She insisted that there is upsurge of investors coming into Nigeria since the Tinubu administration, “because many foreigners are interested in investing in Nigeria because of the campaign the President has been mounting to canvass for more investment in Nigeria, which has taken him out of the country many times since he was sworn in.

“This year, since the advent of this new administration we have seen an upsurge of visa on arrival. We record an average of like 700 requests in a day. People have been coming in. We have seen people coming in; I think the president has been going to many nations, asking people to come and they have been responding.”

“So we saw that people are coming to explore; for example the German people they came. We have been receiving people coming into the country and I’m sure they are here for business purposes. That’s the surge we realized,” she said.

On the remodeled the ‘E Arrival ‘of the airport, Adesokan said it had the biggest capacity, more than the ‘D Arrival ‘and disclosed that the Nigeria Immigration Service initiated the plan to remodel the facility and collaborated with NNPC Limited and Shell Nigeria Exploration and Production Company (SNEPCO).

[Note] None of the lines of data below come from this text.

PR #2571, opened 2022-07-13
fix(docker): copy using chown for package.json and .env

bufferoverflow:
Setup as described [here](https://mozilla-pontoon.readthedocs.io/en/latest/dev/setup.html) does not work as file permissions are wrong, using `COPY` with `--chown=pontoon:pontoon` fixes this.


eemeli (approved):
This is surprising, and I've not experienced the issues myself, but using `pontoon:pontoon` does seem like a good idea here.

Issue #2573, opened 2022-07-19
Clicking item in MACHINERY doesn't focus the translation area


flodolo:
I'm confident that, before, I could click an element in MACHINERY and press enter to confirm. Now, I need to click the SAVE button with the mouse, or manually give focus to the translation area.

mathjazz:
I just tried that with a couple of strings and couldn't reproduce. Could you provide an example?

flodolo:
OK,  I see what happened 🤦🏼 

It only happens when there's a 100% match and the content is pre-filled ([example](https://pontoon.mozilla.org/ta/firefox/all-resources/?extra=missing-without-unreviewed&string=237850)). Clicking the element in machinery hides the banner, but doesn't give focus to the text area.

PR #2581, opened 2022-07-29
Use document.activeElement rather than custom redux value to track SearchBox focus

### LINKED ISSUE #2572: After searching, clicking on the text area doesn't show the cursor
1. Search for a string
2. Click in the text area to change the translation

The cursor won't be displayed, although the text area is focused (typing will add text).

If you click to one of the translation below, then in the text area again, the cursor will reappear.

eemeli:
Fixes #2572

The timing of redux state updates was a bit off, causing the weird UX. Rather than fix the timing, let's just get rid of the state, and trust the browser to track whether the search box is focused or not.


eemeli:
Now also fixes #2573, which turned out to be highly correlated.

mathjazz (approved):
LGTM

PR #2584, opened 2022-07-31
Do not render EntityDetails or EditorMenu while still loading data

### LINKED ISSUE #2561: Flashing of unnecessary text during loading of the translate page
Recently, when the translate page is loading, "Sign in to translate" and "This is a read-only localization" started flashing in the editor menu before the page is fully loaded.

That's annoying. Let's fix that.

eemeli:
Fixes #2561 

While moving data handling from Redux to React Context, some of their default values changed from `null` to objects containing empty/initial values. This meant that checks like `!entity` or `!user` would never actually succeed, and were in fact dropped. Some of these initial values would then bleed through to the UI as e.g. `user.isAuthenticated` would be `false` and `entity.readonly` would be `true` while the relevant data was being fetched from the server, leading to an initial flash of content.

“This project was initiated by the Nigerian Immigration Service in collaboration with NNPC/ SNEPCO. They were there for us. We are partnering with them. Government cannot build a nation all by itself. So, collaborating in terms of CSR (Corporate Social Responsibility) with corporate bodies and organizations will be so helpful to build this nation. This nation is all ours and we need to do it rightly,” she added.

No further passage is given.